I tried various functions ( decode, encode.. ) but no luck so far.
Any ideas on how I could get this working?
Help would be very much appreciated.
From your description of the problem, it sounds like vocab is an encoded str object, not a unicode object.
For concreteness, suppose vocab equals u'債務の天井' encoded in utf-8:
In [42]: v=u'債務の天井'
In [43]: vocab=v.encode('utf-8') # val['text']
Out[43]: '\xe5\x82\xb5\xe5\x8b\x99\xe3\x81\xae\xe5\xa4\xa9\xe4\xba\x95'
If you loop over the encoded str object, you get one byte at a time: \xe5, then \x82, then \xb5, etc.
However if you loop over the unicode object, you'd get one unicode character at a time:
In [45]: for v in u'債務の天井':
....: print(v)
債
務
の
天
井
Note that the first unicode character, encoded in utf-8, is 3 bytes:
In [49]: u'債'.encode('utf-8')
Out[49]: '\xe5\x82\xb5'
That's why looping over the bytes, printing one byte at a time, (e.g. print \xe5) fails to print a recognizable character.

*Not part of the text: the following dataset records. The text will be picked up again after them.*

PR #2529, opened 2023-09-29
Avro 3876 jackson util

clesaec:

[AVRO-3876](https://issues.apache.org/jira/browse/AVRO-3876): Current JacksonUtils is not symmetric, means that
```java
Object object = JacksonUtils.toObject(node);
JsonNode node1 = JacksonUtils.toJsonNode(object);
Assertions.assertEquals(node, node1);
```
is not true for float with high precision and array of byte.

Precision must also be fixed for Json encoder.

## Verifying this change

- Test added on JacksonUtils class and on Encoder test.

## Documentation

### DIFF
--- a/lang/java/avro/src/main/java/org/apache/avro/io/JsonEncoder.java
+++ b/lang/java/avro/src/main/java/org/apache/avro/io/JsonEncoder.java
@@ -208,7 +208,7 @@ public class JsonEncoder extends ParsingEncoder implements Parser.ActionHandler 
   @Override
   public void writeFloat(float f) throws IOException {
     parser.advance(Symbol.FLOAT);
-    out.writeNumber(f);
+    out.writeNumber(f + 0d);
   }
 
   @Override
--- a/lang/java/avro/src/main/java/org/apache/avro/util/internal/JacksonUtils.java
+++ b/lang/java/avro/src/main/java/org/apache/avro/util/internal/JacksonUtils.java
@@ -145,7 +145,7 @@ public class JacksonUtils {
         }
       } else if (jsonNode.isDouble()) {
         return jsonNode.doubleValue();
-      } else if (jsonNode.isFloat()) {
+      } else {
         return jsonNode.floatValue();
       }
     } else if (jsonNode.isBinary()) {
--- a/lang/java/avro/src/main/java/org/apache/avro/util/internal/JacksonUtils.java
+++ b/lang/java/avro/src/main/java/org/apache/avro/util/internal/JacksonUtils.java
@@ -18,6 +18,7 @@
 package org.apache.avro.util.internal;
 
 import java.io.IOException;
+import java.io.UncheckedIOException;
 import java.math.BigDecimal;
 import java.math.BigInteger;
 import java.nio.charset.StandardCharsets;
@@ -75,7 +76,7 @@ public class JacksonUtils {
       }
       generator.writeEndArray();
     } else if (datum instanceof byte[]) { // bytes, fixed
-      generator.writeString(new String((byte[]) datum, StandardCharsets.ISO_8859_1));
+      generator.writeBinary((byte[]) datum);// writeString(new String((byte[]) datum, StandardCharsets.ISO_8859_1));
     } else if (datum instanceof CharSequence || datum instanceof Enum<?>) { // string, enum
       generator.writeString(datum.toString());
     } else if (datum instanceof Double) { // double
@@ -136,10 +137,23 @@ public class JacksonUtils {
         return jsonNode.asDouble();
       }
     } else if (jsonNode.isDouble() || jsonNode.isFloat()) {
-      if (schema == null || schema.getType().equals(Schema.Type.DOUBLE)) {
-        return jsonNode.asDouble();
-      } else if (schema.getType().equals(Schema.Type.FLOAT)) {
-        return (float) jsonNode.asDouble();
+      if (schema != null) {
+        if (schema.getType().equals(Schema.Type.DOUBLE)) {
+          return jsonNode.doubleValue();
+        } else if (schema.getType().equals(Schema.Type.FLOAT)) {
+          return jsonNode.floatValue();
+        }
+      } else if (jsonNode.isDouble()) {
+        return jsonNode.doubleValue();
+      } else if (jsonNode.isFloat()) {
+        return jsonNode.floatValue();
+      }
+    } else if (jsonNode.isBinary()) {
+      try {
+        return jsonNode.binaryValue();
+      } catch (IOException ex) {
+        // only for TextNode, so, can't happen with binaryNode.
+        throw new UncheckedIOException(ex);
       }
     } else if (jsonNode.isTextual()) {
       if (schema == null || schema.getType().equals(Schema.Type.STRING) || schema.getType().equals(Schema.Type.ENUM)) {
@@ -175,7 +189,7 @@ public class JacksonUtils {
 
   /**
    * Convert an object into a map
-   * 
+   *
    * @param datum The object
    * @return Its Map representation
    */
--- a/lang/java/avro/src/test/java/org/apache/avro/TestSchemaBuilder.java
+++ b/lang/java/avro/src/test/java/org/apache/avro/TestSchemaBuilder.java
@@ -23,6 +23,7 @@ import com.fasterxml.jackson.databind.node.NullNode;
 import java.io.File;
 import java.io.IOException;
 import java.nio.ByteBuffer;
+import java.nio.charset.StandardCharsets;
 import java.util.ArrayList;
 import java.util.Arrays;
 import java.util.Collection;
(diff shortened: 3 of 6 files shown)


lang/java/avro/src/test/java/org/apache/avro/TestSchemaBuilder.java
```diff
@@ -111,14 +112,14 @@ void objectProps() {
     assertTrue(s.getObjectProp("intProp") instanceof Integer);
     assertTrue(s.getObjectProp("longProp") instanceof Long);
     assertEquals(Long.MAX_VALUE, s.getObjectProp("longProp"));
-    assertTrue(s.getObjectProp("floatProp") instanceof Double);
+    assertTrue(s.getObjectProp("floatProp") instanceof Float);
     // float converts to double
```
opwvhk, line 116: Remove?

lang/java/avro/src/test/java/org/apache/avro/TestSchemaBuilder.java
```diff
@@ -141,14 +142,14 @@ void fieldObjectProps() {
     assertTrue(f.getObjectProp("intProp") instanceof Integer);
     assertTrue(f.getObjectProp("longProp") instanceof Long);
     assertEquals(Long.MAX_VALUE, f.getObjectProp("longProp"));
-    assertTrue(f.getObjectProp("floatProp") instanceof Double);
+    assertTrue(f.getObjectProp("floatProp") instanceof Float);
     // float converts to double
```
opwvhk, line 146: Remove?

lang/java/avro/src/test/java/org/apache/avro/TestSchemaBuilder.java
```diff
@@ -181,10 +182,10 @@ void arrayObjectProp() {
     assertEquals(Integer.MAX_VALUE, iter.next());
     assertEquals(Long.MAX_VALUE, iter.next());
     // float converts to double
```
opwvhk, line 184: Remove?

lang/java/avro/src/test/java/org/apache/avro/TestSchemaBuilder.java
```diff
@@ -216,10 +217,10 @@ void fieldArrayObjectProp() {
...
```
opwvhk, line 219: Remove?

lang/java/avro/src/test/java/org/apache/avro/util/internal/TestJacksonUtils.java
```diff
@@ -102,4 +114,22 @@ void testToObject() {
...
+  @MethodSource("nodes")
+  void cycle(JsonNode input) {
+    Object object = JacksonUtils.toObject(input);
+    JsonNode node = JacksonUtils.toJsonNode(object);
+    Assertions.assertEquals(input, node);
+  }
+
+  public static Stream<Arguments> nodes() {
+    ObjectNode o1 = JsonNodeFactory.instance.objectNode();
+    o1.put("intField", 123);
```
opwvhk, line 127: How about small integers in a LongNode?

Note: parsing JSON text must actually create an IntNode in these cases, as otherwise parsing a logical type `decimal` will fail!

lang/java/avro/src/test/java/org/apache/avro/TestSchemaBuilder.java
clesaec: ? Double is replaced by Float for "floatProp"; i don't understand the point of removing this line ?

lang/java/avro/src/main/java/org/apache/avro/io/JsonEncoder.java
```diff
@@ -208,7 +208,7 @@ public void writeLong(long n) throws IOException {
   @Override
   public void writeFloat(float f) throws IOException {
     parser.advance(Symbol.FLOAT);
-    out.writeNumber(f);
+    out.writeNumber(f + 0d);
```
opwvhk, line 211: Won't this add more digits / convert a float to a double?

I though that's what we're trying to prevent.

lang/java/avro/src/main/java/org/apache/avro/util/internal/JacksonUtils.java
```diff
@@ -136,10 +137,23 @@ public static Object toObject(JsonNode jsonNode, Schema schema) {
...
-        return (float) jsonNode.asDouble();
+      if (schema != null) {
+        if (schema.getType().equals(Schema.Type.DOUBLE)) {
+          return jsonNode.doubleValue();
+        } else if (schema.getType().equals(Schema.Type.FLOAT)) {
+          return jsonNode.floatValue();
+        }
+      } else if (jsonNode.isDouble()) {
+        return jsonNode.doubleValue();
+      } else if (jsonNode.isFloat()) {
```
opwvhk, line 148: We can drop this, given the if-statement in line 139.

lang/java/avro/src/main/java/org/apache/avro/util/internal/JacksonUtils.java
```diff
@@ -136,10 +137,23 @@ public static Object toObject(JsonNode jsonNode, Schema schema) {
...
-      if (schema == null || schema.getType().equals(Schema.Type.DOUBLE)) {
-        return jsonNode.asDouble();
-      } else if (schema.getType().equals(Schema.Type.FLOAT)) {
-        return (float) jsonNode.asDouble();
+      if (schema != null) {
+        if (schema.getType().equals(Schema.Type.DOUBLE)) {
+          return jsonNode.doubleValue();
+        } else if (schema.getType().equals(Schema.Type.FLOAT)) {
+          return jsonNode.floatValue();
+        }
```
opwvhk, line 145: Is it possible to have a JSON node with a float/double, but a schema that is neither?

lang/java/avro/src/main/java/org/apache/avro/io/JsonEncoder.java
clesaec: We want to prevent the fact that in Java, `Float.toString(33.33000183105469f)` return "33.33" instead of the whole number.
So, the cast to Double trigger Double.toString method instead which keep precision, and write 33.33000183105469.
The "parser.advance(Symbol.FLOAT)" ensure we won't cast it to double at reading.

lang/java/avro/src/main/java/org/apache/avro/util/internal/JacksonUtils.java
clesaec: if there is an error in the data, i guess it's possible.

lang/java/avro/src/test/java/org/apache/avro/TestSchemaBuilder.java
clesaec: ??

lang/java/avro/src/test/java/org/apache/avro/util/internal/TestJacksonUtils.java
clesaec: Any suggestion for another test case here ?

lang/java/avro/src/test/java/org/apache/avro/TestSchemaBuilder.java
clesaec: Comment removed :)

lang/java/avro/src/test/java/org/apache/avro/TestSchemaBuilder.java
opwvhk: I intended the comment: it's no longer converted, so the comment is outdated.

lang/java/avro/src/test/java/org/apache/avro/util/internal/TestJacksonUtils.java
opwvhk: This is tricky. We can see in the tests that `int` and `long` are correctly preserved by the tests here, so I think/hope we can assume the test is complete.

opwvhk (approved):
There's only the issue of outdated comments that should be removed, but otherwise it looks very good.

kellen:
Hi, this PR changed the default value encoding of `bytes`, which I presume was an unintentional side-effect. It results in incorrect values being encoded to schemas.

To reproduce:
```
    Schema.Field x = new Schema.Field(
        "bytesField",
        Schema.create(Schema.Type.BYTES),
        "my bytes field",
        new byte[] {1, 2, 3}
    );
    Schema rSchema = Schema.createRecord("myRecord", "myRecord docs", "me", false, List.of(x));
    new GenericRecordBuilder(rSchema).build();  // exception thrown
```

I can open an avro issue as soon as the ASF jira account is approved...

RyanSkraba:
Huh, I'm trying to revisit this PR to review the regression (it looks like the HUDI one is the same).  I can't wrap my head around this PR, and I can't seem to figure out what is being fixed!

Decimal `33.33000183105469f` is not really a number that exists as float, and isn't distinguishable from `33.33f` once it's represented as bits.

`33.33000183105469d` is the closest double number to `33.33f` I suppose, but I don't think that it is correct to write it to JSON when encoding.  The original behaviour of `"n": 33.33` is correct for a FLOAT type value in my opinion.

The binary tests added in this PR pass, even in older versions of Avro without any other changes applied.

Is there something else we're meant to be fixing here?  Should we just revert this?

lang/java/avro/src/main/java/org/apache/avro/io/JsonEncoder.java
RyanSkraba: `Float.toString(33.33000183105469f)` *_is_* "33.33" by definition of floating point precision though, right?

Just like `float f = 1.0000000000000000000000001f;`  is a valid decimal string representation of a float, but the floating point bits will just think `1f`.

lang/java/avro/src/test/java/org/apache/avro/io/TestJsonDecoder.java
```diff
@@ -66,6 +69,29 @@ private void checkNumeric(String type, Object value) throws Exception {
...
+    GenericData.Record record = new GenericData.Record(schema);
+    record.put(0, value);
+    ByteArrayOutputStream out = new ByteArrayOutputStream();
+    JsonEncoder encoder = EncoderFactory.get().jsonEncoder(schema, out);
+
+    DatumWriter<GenericRecord> writer = new GenericDatumWriter<>(schema);
+    writer.write(record, encoder);
+    encoder.flush();
+    // check the whole float precision is kept.
+    assertEquals("{\"n\":33.33000183105469}", out.toString());
```
RyanSkraba, line 88: The correct decimal string representation of `33.33000183105469f` is probably `"n": 33.33` though...

I think this test would fail if we put in `33000183105555f` and expected _that_ precision out, for example.

Or if we put in `33.33f` and expected `"n": 33.33` out (which I would definitely expect).

lang/java/avro/src/main/java/org/apache/avro/io/JsonEncoder.java
clesaec: Hum, right.. The strange thing is casting the float to double give extra precision. But indeed, float store only 8 bytes, not ENOUGH for 33.3300018...

PR #2538, opened 2023-10-03
AVRO-3870: [Rust] Use `git` protocol to fetch dependencies until MSRV is 1.70.0

martin-g:
AVRO-3870

* Improve the cache keys for the Rust CI jobs

## Verifying this change

The build and tests should still work

## Documentation

### DIFF
--- a/.github/workflows/test-lang-rust-ci.yml
+++ b/.github/workflows/test-lang-rust-ci.yml
@@ -66,7 +66,7 @@ jobs:
           # these represent dependencies downloaded by cargo
           # and thus do not depend on the OS, arch nor rust version.
           path: ~/.cargo
-          key: ${{ runner.os }}-cargo-cache1-${{ matrix.target }}-${{ matrix.rust }}-${{ hashFiles('**/Cargo.lock') }}
+          key: ${{ runner.os }}-cargo-cache2-
 
       - name: Cache Rust dependencies
         id: cache-target
@@ -75,12 +75,7 @@ jobs:
           # these represent compiled steps of both dependencies and avro
           # and thus are specific for a particular OS, arch and rust version.
           path: lang/rust/target
-          key: ${{ runner.os }}-target-cache1-${{ matrix.target }}-${{ matrix.rust }}-${{ hashFiles('**/Cargo.lock') }}
-
-      - name: Cache hit ?!
-        run: |
-          echo "~/.cargo cache hit: ${{ steps.cache-cargo.outputs.cache-hit }}"
-          echo "lang/rust/target cache hit: ${{ steps.cache-target.outputs.cache-hit }}"
+          key: ${{ runner.os }}-target-cache2-
 
       - name: Rust Toolchain
         uses: dtolnay/rust-toolchain@nightly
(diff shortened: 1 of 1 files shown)


.github/workflows/test-lang-rust-ci.yml
```diff
@@ -59,19 +60,27 @@ jobs:
...
       - name: Cache Cargo
+        id: cache-cargo
         uses: actions/cache@v3
         with:
           # these represent dependencies downloaded by cargo
           # and thus do not depend on the OS, arch nor rust version.
           path: ~/.cargo
-          key: cargo-cache1-
+          key: ${{ runner.os }}-cargo-cache1-${{ matrix.target }}-${{ matrix.rust }}-${{ hashFiles('**/Cargo.lock') }}
+
```
sarutak, line 70: I didn't use `${{ matrix.target }}` and `${{ matrix.rust }}` intentionally because many caches are generated and take up the cache capacity.
See https://github.com/apache/avro/actions/caches
Rust related cache takes up approximately 9GB while the capacity limit is 10GB.
Do you think it's cost effective for the degree of the improvement?

.github/workflows/test-lang-rust-ci.yml
```diff
@@ -59,19 +60,27 @@ jobs:
...
         uses: actions/cache@v3
         with:
           # these represent compiled steps of both dependencies and avro
           # and thus are specific for a particular OS, arch and rust version.
-          path: ~/target
-          key: ${{ runner.os }}-target-cache1-${{ matrix.rust }}-
+          path: lang/rust/target
+          key: ${{ runner.os }}-target-cache1-${{ matrix.target }}-${{ matrix.rust }}-${{ hashFiles('**/Cargo.lock') }}
+
+      - name: Cache hit ?!
```
sarutak, line 80: Do we really need this job?
We can check cache hit another way.
https://github.com/apache/avro/actions/runs/6393032720/job/17352024653#step:3:22

martin-g: No, this is just to see that it hits the cache. It will be removed before merging

.github/workflows/test-lang-rust-ci.yml
sarutak: If you don't mind, I'll update that PR with a compromised solution.

.github/workflows/test-lang-rust-ci.yml
```diff
@@ -59,19 +60,22 @@ jobs:
...
       - name: Cache Rust dependencies
+        id: cache-target
         uses: actions/cache@v3
         with:
           # these represent compiled steps of both dependencies and avro
           # and thus are specific for a particular OS, arch and rust version.
-          path: ~/target
-          key: ${{ runner.os }}-target-cache1-${{ matrix.rust }}-
+          path: lang/rust/target
+          key: ${{ runner.os }}-target-cache2-
```
sarutak, line 78: By removing `${{ matrix.rust }}`, is this part meaningful?
I think built the deps cannot be shared among `stable`, `nightly`, `beta` and `1.65.0`.
So, I'm wondering this usage of cache has little effect, and it's better not to use cache.

sarutak: Also, why `${{ hasFiles(...) }}` is not used?

martin-g:
Closed in favour of #2517

PR #2542, opened 2023-10-09
AVRO-3880: [Java][Build] Upgrade maven-antrun-plugin to 3.1.0

sarutak:
AVRO-3880

This PR aims to upgrade `maven-antrun-plugin` to `3.1.0` and replace an deprecated tag `<tasks>` with `<target>`.

In the current main branch, if we try to generate .class files from .proto files for test, we will get an error like as follows.
```
$ mvn -P protobuf-generate generate-test-sources

[ERROR] Failed to execute goal org.apache.maven.plugins:maven-antrun-plugin:3.1.0:run (default) on project avro-protobuf: You are using 'tasks' which has been removed from the maven-antrun-plugin. Please use 'target' and refer to the >>Major Version Upgrade to version 3.0.0<< on the plugin site. -> [Help 1]
```

This is because `maven-antrun-plugin` `3.1.0` is automatically downloaded but `<tasks>` tag is not supported by the version.

Another option to fix this issue would be explicitly specifying the version of the plugin, say `1.8`, which supports `<tasks>` tag, but it's too old.

This PR also includes change for some `.java` files, which is regenerated by the upgraded version of the plugin.

## Verifying this change
Done by CI.

## Documentation


Fokko (approved):
This looks great @sarutak

sarutak:
@Fokko 
Thank you for the review.
Should I ping others for some more review?

martin-g:
Thank you, @sarutak !

PR #2545, opened 2023-10-10
AVRO-3881: [rust] Writer should write user metadata even if the body is empty

nooberfsh:

Fix AVRO-3881

## Verifying this change

This change added test that `Writer` always write user metadata even if the body is empty.

## Documentation

### DIFF
--- a/lang/rust/avro/src/writer.rs
+++ b/lang/rust/avro/src/writer.rs
@@ -1142,7 +1142,7 @@ mod tests {
     }
 
     #[test]
-    fn test_empty_body() -> TestResult {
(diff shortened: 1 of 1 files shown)


lang/rust/avro/src/writer.rs
```diff
@@ -1139,6 +1141,22 @@ mod tests {
         Ok(())
     }
 
+    #[test]
+    fn test_empty_body() -> TestResult {
```
martin-g, line 1145:
```suggestion
    fn test_avro_3881_metadata_empty_body() -> TestResult {
```

martin-g (approved):

martin-g:
Thank you, @nooberfsh !

PR #2555, opened 2023-10-16
AVRO-3885: Link to Ponymail

Fokko:
Instead of directly to the email adres. Within Ponymail people can subscribe to the devlist, and that is what we encougage people to do.

## Verifying this change

*(or)*

*(or)*

*(example:)*

## Documentation

### DIFF
--- a/doc/config.toml
+++ b/doc/config.toml
@@ -257,7 +257,7 @@ url = "http://www.apache.org/security/"
   desc = "Chat with other project developers at #avro channel"
 [[params.links.developer]]
   name = "Developer mailing list"
-  url = "mailto:dev@avro.apache.org"
+  url = "https://lists.apache.org/list.html?dev@avro.apache.org"
   icon = "fa fa-envelope"
   desc = "Discuss development issues around the project"
 
--- a/doc/config.toml
+++ b/doc/config.toml
@@ -226,7 +226,7 @@ url = "http://www.apache.org/security/"
 # End user relevant links. These will show up on left side of footer and in the community page if you have one.
 [[params.links.user]]
   name = "User mailing list"
-  url = "mailto:user@avro.apache.org"
+  url = "https://lists.apache.org/list.html?user@avro.apache.org"
   icon = "fa fa-envelope"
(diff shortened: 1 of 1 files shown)


doc/config.toml
```diff
@@ -257,7 +257,7 @@ url = "http://www.apache.org/security/"
   desc = "Chat with other project developers at #avro channel"
 [[params.links.developer]]
   name = "Developer mailing list"
-  url = "mailto:dev@avro.apache.org"
+  url = "https://lists.apache.org/list.html?dev@avro.apache.org"
```
martin-g, line 260: If we do this then we have to do it for `user@` too (https://github.com/apache/avro/pull/2555/files#diff-8cb6d82f590d5eac7989519b7da2ebbe792c228aa3a402be1bc2fa1aa0ba80ccR229).

martin-g (changes requested):

doc/config.toml
Fokko: Great suggestion!

RyanSkraba (approved):
LGTM!  Thanks for the cleanup and catching both addresses.

doc/config.toml
```diff
@@ -226,7 +226,7 @@ url = "http://www.apache.org/security/"
 # End user relevant links. These will show up on left side of footer and in the community page if you have one.
 [[params.links.user]]
   name = "User mailing list"
-  url = "mailto:user@avro.apache.org"
+  url = "https://lists.apache.org/list.html?user@avro.apache.org"
```
martin-g, line 229: Do we want to keep the user stay on the current page and open the lists.a.o in a new browser tab ?
If YES then we will have to add `target="_blank"` to the Markdown page where this `url` is rendered.

martin-g (approved):

nastra (approved):

doc/config.toml
RyanSkraba: I don't think opening is the same page or tab is unexpected!  If anyone feels otherwise, we can probably revisit this decision!

PR #2556, opened 2023-10-17
AVRO-3609: [Rust] Remove wrong collection of custom attributes

martin-g:
AVRO-3609

* The collection of the custom attributes was wrong. It should collect only attributes which names are not in the predefined list
Found the bug while reviewing the code for AVRO-3886

## Verifying this change

* The old unit tests should still pass

## Documentation


clesaec (approved):
:+1:

PR #2561, opened 2023-10-22
AVRO-3889: [Java][Build] Maven IDL Generation Modification Check

briancullen:
## What is the purpose of the change

This change adds an up to date check to the maven plugin when generating Java classes from avro IDL. The reason for the change is to prevent unnecessary recompilation of the java source code in projects using the plugin. 

## Verifying this change

This change added tests and can be verified as follows:
- Added tests to verify that only missing files are regenerated when processing the avro IDL files.
- Altered existing tests to ensure that files are generated and not used from previous test runs.

Not sure if there are other scenarios that may be affected by this change.

## Documentation

This pull request does not introduce a new feature and is not documented.

PR #2564, opened 2023-10-23
AVRO-3889: [Java][Build] Maven IDL Generation Modification Check

briancullen:
This change adds an up to date check to the maven plugin when generating Java classes from avro IDL. The reason for the change is to prevent unnecessary recompilation of the java source code in projects using the plugin.

## Verifying this change

- Added tests to verify that only missing files are regenerated when processing the avro IDL files.
- Altered existing tests to ensure that files are generated and not used from previous test runs.

Not sure if there are other scenarios that may be affected by this change.

## Documentation
This pull request does not introduce a new feature and is not documented.


briancullen:
Mirrors the change in #2561 into the main branch. Did the tests differently so that there can be no possibility of a race condition if running in parallel.

opwvhk (approved):

PR #2570, opened 2023-10-29
AVRO-3897: [Rust] Disallow invalid namespace in fully qualified name for Rust SDK

sarutak:
AVRO-3897

This change aims to fix an issue that the current Rust SDK accidentally allows invalid namespace in fully qualified name with `Name::new()`.

[The specification](https://avro.apache.org/docs/1.11.1/specification/#names) says about `Names` as follows

```
The name portion of the fullname of named types, record field names, and enum symbols must:

start with [A-Za-z_]
subsequently contain only [A-Za-z0-9_]
```
```
The null namespace may not be used in a dot-separated sequence of names. So the grammar for a namespace is:

  <empty> | <name>[(<dot><name>)*]
```

So the following usages of `Name:::new()` should return a kind of `Err` but actually return `Ok`.
```
Name::new("ns.0.record1");
Name::new("ns..record1");
```
The root cause is that the regex `SCHEMA_NAME_R` is not correct.
So this PR fixes the regex.

## Verifying this change
New tests are added.

## Documentation

### DIFF
--- a/lang/rust/avro/src/schema.rs
+++ b/lang/rust/avro/src/schema.rs
@@ -42,7 +42,7 @@ lazy_static! {
 
     // An optional namespace (with optional dots) followed by a name without any dots in it.
     static ref SCHEMA_NAME_R: Regex =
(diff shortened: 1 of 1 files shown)


martin-g:
Thank you, @sarutak !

So it looks like you need to decode your str objects and work with unicode objects. You didn't mention what encoding you are using for your str objects. If it is utf-8, then you'd decode it like this:
vocab=val['text'].decode('utf-8')
If you are not sure what encoding val['text'] is in, post the output of
print(repr(vocab))
and maybe we can guess the encoding.